### Exercise
Repeat, line for line, the entries below from the first line to the line containing "- improve logic", counting both ends.

### Exercise materials
PR #1240, opened 2024-01-10
improve LPandArb bot

wakamex:
- avoid crash on negative share reserves
- use self.minimum_trade_amount
- add tests for hitting target when closing positions
- improve logic to hit target when closing positions


lib/agent0/agent0/hyperdrive/interactive/interactive_hyperdrive_test.py
```diff
@@ -17,6 +17,8 @@
 # pylint: disable=redefined-outer-name
 # ruff: noqa: PLR2004 (comparison against magic values (literals like numbers))
 
+YEAR_IN_SECONDS = 31_536_000
```
dpaiton, line 20: why add this line? It is not used anywhere, right?

lib/agent0/agent0/hyperdrive/policies/lpandarb.py
```diff
@@ -92,7 +94,7 @@ def calc_reserves_to_hit_target_rate(
     total_shares_needed = FixedPoint(0)
     total_bonds_needed = FixedPoint(0)
     # pylint: disable=logging-fstring-interpolation
-    logging.debug(f"Targeting {float(target_rate):.2%} from {float(interface.calc_fixed_rate()):.2%}")
+    logging.warning(f"Targeting {float(target_rate):.2%} from {float(interface.calc_fixed_rate()):.2%}")
```
dpaiton, line 97: I don't think this is a warning, as there is nothing wrong when it is posted. If it's not helpful in your debug then maybe we should just delete it all together? Lots of non-helpful logs can be worse than few logs.

lib/agent0/agent0/hyperdrive/policies/lpandarb.py
```diff
@@ -126,12 +141,12 @@ def calc_reserves_to_hit_target_rate(
             f"iteration {iteration:3}: {float(predicted_rate):22.18%}"
             + f" d_bonds={float(total_bonds_needed):27,.18f} d_shares={float(total_shares_needed):27,.18f}"
         )
-        logging.debug(formatted_str)
+        logging.warning(formatted_str)
```
dpaiton, line 144: same as above; this is not a warning

lib/agent0/agent0/hyperdrive/policies/lpandarb.py
```diff
@@ -126,12 +141,12 @@ def calc_reserves_to_hit_target_rate(
...
         if iteration >= MAX_ITER:
             break
     convergence_speed = time.time() - start_time
     formatted_str = f"predicted precision: {float(abs(predicted_rate-target_rate))}, time taken: {convergence_speed}s"
-    logging.debug(formatted_str)
+    logging.warning(formatted_str)
```
dpaiton, line 149: same as above; this is not a warning

lib/agent0/agent0/hyperdrive/policies/lpandarb_test.py
```diff
@@ -0,0 +1,253 @@
...
+    # report starting fixed rate
+    logging.warning("starting fixed rate is %s", interactive_hyperdrive.hyperdrive_interface.calc_fixed_rate())
+
+    # arbitrage it back (the only trade capable of this is a long)
+    arbitrage_andy.execute_policy_action()
+
+    # report results
+    fixed_rate = interactive_hyperdrive.hyperdrive_interface.calc_fixed_rate()
+    variable_rate = interactive_hyperdrive.hyperdrive_interface.current_pool_state.variable_rate
+    logging.warning("ending fixed rate is %s", fixed_rate)
```
dpaiton, line 104: why are these warnings? they should be info or debug

dpaiton (changes requested):
Not needed in this PR, but lpandarb.py is getting complicated enough that I'm having a hard time following. I think it would be valuable to follow up with a cleanup that includes more comments, chunking repeated or complex code into unit functions, etc.

Other than that, pls adjust all of the logging to be a correct level. Warning should be reserved for situations where the code is behaving in an unexpected way, user input must be ignored or adjusted, deprecated code was used, a default is taken due to a workaround, etc. For example, "transaction failed, skipping" or "trade amount too low, adjusting to the minimum".

We have ourselves taken time to locate the source of and eliminate warnings coming from other libs, it's something developers pay attention to and attempt to resolve. I think all of your new warning logs should probably be debug, but I'll leave it up to you if you want to make some info.

lib/agent0/agent0/hyperdrive/policies/lpandarb.py
wakamex: I changed this because running pytest with log level of debug returns like 10,000 lines

PR #1245, opened 2024-01-10
interactive fuzz trades use correct max amount

dpaiton:


lib/agent0/agent0/interactive_fuzz/helpers/execute_random_trades.py
```diff
@@ -0,0 +1,160 @@
...
+        trade_amount = _get_open_trade_amount(trade_type, rng, interactive_hyperdrive)
+        # extra base accounts for fees
+        # the short trade amount is technically bonds, but we know that will be less than the required base
+        agent = interactive_hyperdrive.init_agent(base=trade_amount * 2, eth=FixedPoint(100))
+        trade_event = _execute_trade(trade_type, trade_amount, agent)
+        trade_events.append((agent, trade_event))
+        if advance_time:
+            # Advance a random amount of time between opening trades
+            chain.advance_time(
+                time_diffs[trade_index],  # type: ignore
```
slundqui, line 72: This type ignore is complaining that time_diffs is possibly unbound, because the variable is in an if statement above. Define the variable and run an assertion to avoid this type:ignore

slundqui (approved):

PR #1249, opened 2024-01-11
Various updates to fuzz testing

slundqui:
- Set open trades to be 75% of calc max
- Path independence check effective share reserves has a tolerance of 1e-4
- Path independence sets variable interest to 0 for closing trades only
- Remove hyperdrive balance test


dpaiton (approved):
lgtm

Issue #1123, opened 2023-11-27
fuzzing: add invariant tests in fuzz pipeline


dpaiton:
These issues
https://github.com/delvtech/hyperdrive/issues/253
https://github.com/delvtech/hyperdrive/issues/534

outline a list of "invariants" (assumed truths) that should hold in hyperdrive at any time.

We've sorted them into two categories:
1. Alongside fuzz testing -- After each block is mined these invariants will be checked using the stored database state values inside a parallel cron job
2. Using interactive hyperdrive -- These are not using the fuzz framework, but instead are targeted tests using a controlled set of trades

---------------------------

1.  Invariants to check alongside fuzz trades:
- [x] total shares == share reserves + shorts outstanding/c + _governanceFeesAccrued + _withdrawalPool.proceeds + epsilon
- [x] the system should always be solvent (solvency = share_reserves - global_exposure - minimum_share_reserves > 0)
- [x] PV always >= idle
- [x] ∆ lp share price should never be more than 0.1%
- [x] share reserves * c - long exposure >= minimum share reserves
- [x] creating a checkpoint should never fail

2. Conditions to check in an interactive setting (aka static tests; not included in fuzz testing)
- [x] opening and immediately closing a trade shouldn't result in profit
- [x] longs and shorts should always be closed at maturity for the correct amounts
- [x] given a set of open positions, the final state of the reserves will be the same no matter what order the positions are closed in (path independence).
- [x] if all of the funds are removed from Hyperdrive, there is no base left in the contract

Present value interactive test
do all trades (add & remove liquidity, open & close longs & shorts)
- [x] For any trade, LP share price (which = present value / number of shares) shouldn't change by more than 0.1% when distributing excess idle (which is called when any action is done)
- [x] open or close trades shouldn't affect PV (within tolerance, maybe 0.1%?)
- [x] removing liquidity shouldn't result in the PV increasing (it should decrease)
- [x] adding liquidity shouldn't result in the PV decreasing (it should increase)
- [x] PV always >= idle

dpaiton:
Input from @jalextowle 

[...]

PR #1251, opened 2024-01-16
Add invariant checks to fuzz tests

sentilesdal:
Adds the following checks:

 1. PV always >= idle
 2. ∆ lp share price should never be more than 0.1%

Part of #1123

### DIFF
--- a/lib/agent0/bin/fuzz_bot_invariant_checks.py
+++ b/lib/agent0/bin/fuzz_bot_invariant_checks.py
@@ -130,99 +130,97 @@ def run_invariant_checks(
     test_epsilon: float
         The tolerance for the invariance checks.
     """
-    # pylint: disable=too-many-locals
     # Get the variables to check & check each invariant
     pool_state = interface.get_hyperdrive_state(latest_block)
-    failed = False
+    any_check_failed = False
     exception_message: list[str] = ["Continuous Fuzz Bots Invariant Checks"]
     exception_data: dict[str, Any] = {}
 
+    eth_balances_results = _check_eth_balances(latest_block_number, pool_state)
+    base_balances_results = _check_base_balances(latest_block_number, pool_state)
+    total_share_results = _check_total_shares(latest_block_number, test_epsilon, pool_state)
+    minimum_share_reserves_results = _check_minimum_share_reserves(latest_block_number, pool_state)
+    solvency_results = _check_solvency(latest_block_number, pool_state)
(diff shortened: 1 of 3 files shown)


lib/agent0/bin/fuzz_bot_invariant_checks.py
```diff
@@ -231,6 +247,84 @@ def run_invariant_checks(
         raise FuzzAssertionException(*exception_message, exception_data=exception_data)
 
 
+def _lp_share_price(
+    block_number: BlockNumber,
+    interface: HyperdriveReadInterface,
+    test_epsilon: float,
+    pool_state: PoolState,
+    exception_message: list[str],
+    exception_data: dict[str, Any],
```
slundqui, line 256: Are you sure these are passed in via reference? Can we return the exception message and exception data just to make it explicit that these two fields are getting adjusted? Better yet, don't pass these in and add the message/data in the caller

lib/ethpy/ethpy/hyperdrive/interface/read_interface.py
```diff
@@ -320,6 +320,29 @@ def get_vault_shares(self, block_number: BlockNumber | None) -> FixedPoint:
             block_number = self.get_block_number(self.get_current_block())
         return _get_vault_shares(self.yield_contract, self.hyperdrive_contract, block_number)
 
+    def get_idle_shares(self, block_number: BlockNumber | None) -> FixedPoint:
```
slundqui, line 323: You'll want to double check with @dpaiton here, but I think the read interface might be strictly contract calls without math on our end

dpaiton: We don't have a rust function for this yet, so I think it's ok to do it in python. However it's not using an RPC to get the balance so I think the docstring is incorrect.

sentilesdal: Added an issue to hyperdrive-sdk: https://github.com/delvtech/hyperdrive-sdk/issues/55

lib/agent0/bin/fuzz_bot_invariant_checks.py
sentilesdal: yeah lists and dicts are always passed by reference but i like what you're saying about making it more explicit anyway.

dpaiton (approved):
awesome!

PR #1252, opened 2024-01-16
Better rollbar logging and path invariance test upgrades

slundqui:
1. Interactive hyperdrive has parameter that allows logs to rollbar
2. Adding log level when crash reporting in interactive hyperdrive
3. Path independence allows for failed paths, logging failures as info to rollbar
4. Adds optional ticker to interactive hyperdrive crash reports
5. Adds optional message prefix to rollbar logs
6. Catching and printing unexpected errors in run all fuzz tests


lib/agent0/agent0/hyperdrive/interactive/interactive_hyperdrive.py
```diff
@@ -143,6 +145,7 @@ class Config:
         data_pipeline_timeout: int = 60
         preview_before_trade: bool = False
         log_to_rollbar: bool = False
+        crash_log_level: int | None = None
```
sentilesdal, line 153: if defaults to critical, shouldn't that be reflected here instead of set to None?

sentilesdal (approved):
lgtm

PR #1266, opened 2024-01-18
Setting position duration in interactive fuzz

slundqui:
Due to this bug: https://github.com/delvtech/hyperdrive/issues/732


dpaiton (approved):
don't forget to revert this after HD 0.6.0 drops!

### Task answer
PR #1240, opened 2024-01-10
improve LPandArb bot

wakamex:
- avoid crash on negative share reserves
- use self.minimum_trade_amount
- add tests for hitting target when closing positions
- improve logic to hit target when closing positions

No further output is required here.